John Warnock, brother of Neil [former Sheffield United manager, currently with Crystal Palace], was Academy director at Sheffield United, and had seen futsal on the continent and he'd got an inkling that he wanted to get the FA to go that way; once I'd got started and the internet linked us together, we discovered a group in Tranmere that were getting on cheap flights and going and playing in tournaments on the continent, so we got a tournament together in Sheffield. FIFA came, the FA came, and it was decided that they would have a futsal development committee and I think the first year's budget was about £1,000, which covered coffee and transport for the FA to the meetings. Dermot Collins is the key man there, he's the manager for small sided football and luckily he saw the advantage of futsal almost immediately.
For too long we've seen on television, in World Cups, and they've said that the Brazilians can't defend, yet they go on and win the darn thing. Why can't they defend? They can; they're good defenders, because in futsal there's no sliding tackles or barging, these players are educated not to be flying in on their backsides.

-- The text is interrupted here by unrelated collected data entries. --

PR #808, opened 2026-08-04
Use controller SDK backoff and write groupID to provider registry for inactive controllers

### LINKED ISSUE #779: Always write groupID to provider registry for inactive controllers

Update inactive group controllers to always write accurate groupID to provider registry entries (#637). Currently when a controller is in an inactive group it exits reconciliation early and skips registry writes, leaving stale group values. The controller should continue far enough into reconciliation to update its registry entries even when inactive.

philbrookes:
## Summary
- Adds a `registryOnly` mode to `applyChanges` that strips Creates, Deletes, and target-changing Updates from the plan, allowing only TXT registry label updates to be applied
- Inactive group controllers now call `applyChanges(registryOnly=true)` to write accurate groupID labels to TXT registry entries without modifying DNS records
- Fixes stale group values in TXT records that prevented the active controller's `unpublishInactiveGroups` from correctly identifying and cleaning up inactive group records

Fixes #779

## Test plan
- [x] Unit tests pass (`make test-unit`)
- [x] Integration tests pass (`make test-integration`) — all 45 specs
- [x] New integration test verifies inactive controllers write groupID to registry without modifying zone DNS records


philbrookes:
replaced by: https://github.com/Kuadrant/dns-operator/pull/809

PR #809, opened 2026-08-04
Controllers in inactive groups still update group ID and replace premature check with controller SDK backoff.

### LINKED ISSUE #778: Rework premature reconcile check to allow group/status propagation

### LINKED ISSUE #779: Always write groupID to provider registry for inactive controllers

### LINKED ISSUE #780: Integration tests for groupID registry write behaviour

Add integration tests for the groupID registry write behaviour (#637), covering: inactive controller writes correct group, group change from one value to another updates registry, reactivated group has accurate registry entries.

philbrookes:
## Summary

This PR combines three related changes for the DNS groups feature:

### 1. Refactor: replace manual reconcile backoff with SDK rate limiter (#778)
- Replaces manual `nextReconcileAt`/`lastReconcileAt` tracking with the SDK's built-in `ItemExponentialFailureRateLimiter`
- Removes `RequeueTime` and `WriteCounter` from `DNSRecordStatus`, simplifying the CRD
- Adds `specOrDeletionChangedPredicate` to filter watch events to spec changes (generation changed) and deleting objects, preventing status-only updates from causing tight reconciliation loops
- Uses `defaultValidationRequeue` consistently for pre-deletion status transitions

### 2. Feat: always write groupID to provider registry for inactive controllers (#779)
- Adds a `registryOnly` mode to `applyChanges` that strips Creates, Deletes, and target-changing Updates from the plan, allowing only TXT registry label updates (e.g. groupID) to be applied
- Inactive group controllers now call `applyChanges(registryOnly=true)` to write accurate groupID labels to TXT registry entries without modifying DNS records
- Fixes stale group values in TXT records that prevented the active controller's `unpublishInactiveGroups` from correctly identifying and cleaning up inactive group records
- Propagates errors from inactive registry updates through status conditions for faster requeue on failure

### 3. Test: integration test for groupID registry self-correction (#780)
- Adds a test that tampers TXT registry group labels on an inactive controller's authoritative record and verifies the inactive controller corrects them via `registryOnly` applyChanges
- Adds `tamperRegistryGroup` helper to simulate stale/incorrect group labels by modifying authoritative record TXT endpoints
- Updates `filterDNSEndpoints` to clear Labels for stable endpoint comparisons

Fixes #778, #779, #780

## Test plan
- [x] Unit tests pass (`make test-unit`)
- [x] Integration tests pass (`make test-integration`) — all 46 specs
- [x] New integration test verifies inactive controllers write groupID to registry without modifying zone DNS records
- [x] New integration test verifies inactive controllers correct tampered registry group entries

## Summary by CodeRabbit

- **Breaking Changes**
  - Removed the `queuedAt` and `validFor` fields from DNS record status information and documentation.
  - Removed the `--valid-for` configuration option and corresponding environment variable.

- **Improvements**
  - Reconciliation now uses rate-limited exponential backoff between configured minimum and maximum requeue intervals.
  - Added validation for requeue interval limits.
  - Inactive grouped records keep registry entries synchronised without altering authoritative DNS endpoints.
  - Improved handling of reconciliation conflicts, registry update failures and unnecessary status-only updates.


internal/controller/dnsrecord_controller.go
```diff
@@ -507,73 +496,32 @@ func (r *DNSRecordReconciler) SetupWithManager(mgr ctrl.Manager, maxRequeue, val
...
 	}
-	// double the duration. Return the max timeout if overshoot
-	newRequeue := lastRequeue * 2
-	if newRequeue > defaultRequeueTime {
-		return defaultRequeueTime
+	if e.ObjectNew.GetDeletionTimestamp() != nil {
+		return true
 	}
-	return newRequeue
+	return false
```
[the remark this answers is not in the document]
philbrookes: The deletion state machine needs status-patch-driven watch events to progress efficiently. This suggestion would slow deletion down without meaningful benefit since deletion is a short-lived process, not a steady-state loop.

internal/controller/dnsrecord_controller.go
```diff
@@ -388,80 +385,72 @@ func (r *DNSRecordReconciler) updateStatus(ctx context.Context, previous, curren
...
 // SetupWithManager sets up the controller with the Manager.
-func (r *DNSRecordReconciler) SetupWithManager(mgr ctrl.Manager, maxRequeue, validForDuration, minRequeue time.Duration, healthProbesEnabled, allowInsecureHealthCert bool) error {
+func (r *DNSRecordReconciler) SetupWithManager(mgr ctrl.Manager, maxRequeue, minRequeue time.Duration, healthProbesEnabled, allowInsecureHealthCert bool) error {
+	if minRequeue > maxRequeue {
+		return fmt.Errorf("minRequeue (%s) must not exceed maxRequeue (%s)", minRequeue, maxRequeue)
+	}
+
 	defaultRequeueTime = maxRequeue
-	validFor = validForDuration
 	defaultValidationRequeue = minRequeue
```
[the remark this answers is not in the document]
philbrookes: This is addressed in the latest changes.

internal/controller/base_dnsrecord_reconciler.go
```diff
@@ -195,8 +198,30 @@ func (r *BaseDNSRecordReconciler) applyChanges(ctx context.Context, dnsRecord DN
...
+				filteredOld = append(filteredOld, oldEp)
+				filteredNew = append(filteredNew, newEp)
+			}
+		}
+		recordPlan.Changes.UpdateOld = filteredOld
+		recordPlan.Changes.UpdateNew = filteredNew
+	} else {
+		dnsRecord.SetStatusDomainOwners(recordPlan.Owners)
+		dnsRecord.SetStatusEndpoints(specEndpoints)
+	}
```
mikenairn: This seems like the wrong place to do this, it's adding logic into `applyChanges` that should be elsewhere. We already have a `GroupRegistry` that is used to manipulate endpoint input to the plan and has it's own `ApplyChanges` that gets called if adapting the registry for group functionality. I'd have expected that to be the place where logic relating to group specific behaviour would live and can be more easily tested in isolation.

I'd suggest passing the IsActive status to GroupRegistry when it's constructed:
```
recordRegistry = GroupRegistry{
    Registry: recordRegistry,
    Group:    dnsRecord.GetGroup(),
    IsActive: dnsRecord.IsActive(),  // New field
}
```
And during `GroupRegistry.ApplyChanges()` handle filtering the plan changes when inactive: 
```
func (g GroupRegistry) ApplyChanges(ctx context.Context, changes *plan.Changes) error {
      // If inactive group, filter to registry-only changes
      if g.Group.IsSet() && !g.IsActive {
          //filter plan changes as desired
      }
      return g.Registry.ApplyChanges(ctx, changes)
  }
```
This removes the registryOnly parameter entirely and keeps group-specific logic within the group registry wrapper.

internal/controller/base_dnsrecord_reconciler.go
```diff
@@ -218,20 +243,20 @@ func (r *BaseDNSRecordReconciler) updateStatus(ctx context.Context, client clien
...
+// and returns the given reconcile.Result.
+func (r *BaseDNSRecordReconciler) updateStatusAndRequeue(ctx context.Context, c client.Client, previous, current DNSRecordAccessor, result reconcile.Result) (reconcile.Result, error) {
 	logger := log.FromContext(ctx)
 	patch := client.MergeFrom(previous.GetDNSRecord())
 	// update the record after setting the status
 	if !equality.Semantic.DeepEqual(previous.GetStatus(), current.GetStatus()) {
 		if updateError := c.Status().Patch(ctx, current.GetDNSRecord(), patch); updateError != nil {
 			if apierrors.IsConflict(updateError) {
-				return ctrl.Result{RequeueAfter: time.Second}, nil
+				return ctrl.Result{Requeue: true}, nil
```
mikenairn: `Requeue: true` is Deprecated, reason it was using `RequeueAfter` https://github.com/kubernetes-sigs/controller-runtime/blob/v0.21.0/pkg/reconcile/reconcile.go#L30

internal/controller/base_dnsrecord_reconciler.go
```diff
@@ -218,20 +243,20 @@ func (r *BaseDNSRecordReconciler) updateStatus(ctx context.Context, client clien
 }
 
 // updateStatusAndRequeue will update the status of the record if the current and previous status is different
-// and returns a reconcile.result that re-queues at the given time.
-func (r *BaseDNSRecordReconciler) updateStatusAndRequeue(ctx context.Context, c client.Client, previous, current DNSRecordAccessor, requeueTime time.Duration) (reconcile.Result, error) {
+// and returns the given reconcile.Result.
+func (r *BaseDNSRecordReconciler) updateStatusAndRequeue(ctx context.Context, c client.Client, previous, current DNSRecordAccessor, result reconcile.Result) (reconcile.Result, error) {
```
mikenairn: I don't see a good reason to change `updateStatusAndRequeue` from taking time.Duration to taking Result. The original design was clearer:
  - Need to requeue? Call updateStatusAndRequeue(ctx, client, prev, curr, 5*time.Second)
  - Don't need to requeue? Call updateStatus(ctx, client, prev, curr, err)

Now both functions essentially do the same thing (pass through a Result), which defeats the purpose of having two separate functions. The name distinction no longer provides value if the caller has to construct the Result themselves anyway.

internal/controller/dnsrecord_controller.go
```diff
@@ -388,80 +385,72 @@ func (r *DNSRecordReconciler) updateStatus(ctx context.Context, previous, curren
...
 	probesEnabled = healthProbesEnabled
 	allowInsecureCert = allowInsecureHealthCert
 
 	return ctrl.NewControllerManagedBy(mgr).
-		For(&v1alpha1.DNSRecord{}).
+		For(&v1alpha1.DNSRecord{}, builder.WithPredicates(specOrDeletionChangedPredicate{})).
+		WithOptions(controller.Options{
+			RateLimiter: workqueue.NewTypedItemExponentialFailureRateLimiter[reconcile.Request](minRequeue, maxRequeue),
```
mikenairn: Hmm ok, i think i see now why you wanted to use `Requeue: true`, unfortunately  this is deprecated, and i don't think we should be building a solution around an API that will be removed. 

https://github.com/kubernetes-sigs/controller-runtime/blob/main/pkg/reconcile/reconcile.go#L42

It looks like `Requeue` and `RequeueAfter` do not behave the same, one(RequeueAfter) bypasses the rate limiter apparently since it was never intended for non error cases.

philbrookes: yeah, this is why. The alternatives as I see, is to either reset the backoff ratelimiting using RequeueAfter, or implement the ratelimiting ourselves again :\

mikenairn:
This has the same concern I raised in #733,  with recordReceivedPrematurely removed, AwaitingValidation is set and then immediately cleared on the next reconcile (5 seconds later). There's no meaningful validation window anymore. What purpose does AwaitingValidation serve with these changes?

philbrookes:
> This has the same concern I raised in #733, with recordReceivedPrematurely removed, AwaitingValidation is set and then immediately cleared on the next reconcile (5 seconds later). There's no meaningful validation window anymore. What purpose does AwaitingValidation serve with these changes?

You think of every England defender, he spends as much time on his backside as he does on his feet. It looks as good from the stands, but it takes a player out of the game.
SGB: Is there a future for futsal in schools and in the curriculum?
KB: I think they've [the FA] got quite a budget to go to into schools. Of course, the other thing about schools is, because of the fair play involved in the game and there's no barging and no sliding, because accumulated fouls equals a penalty from a slightly longer distance, because of the skill involved, teachers pick up more quickly than anybody else on the benefits of the game. Also, they're not locked in this club culture in England where you've got the players, parents, everybody shouting on the touchline. This might be a way to break that a little bit. But to produce the players that Brazil are producing, we've got to start playing futsal at age nine, ten.
SGB: I think this sport could be good for my readers, independent sports retailers in the UK. All the major manufacturers make futsal gear, after all - but many of them don't sell it in the UK.
KB: If you go to Italy you've got 70,000 men registered to play futsal. That's where that bloody defence comes from. So, every major company sells shiploads of this gear, they just don't sell shiploads in England. When we started out, we were importing balls to play with, just ten years ago. If somebody went on holiday, we were asking them to bring us one back.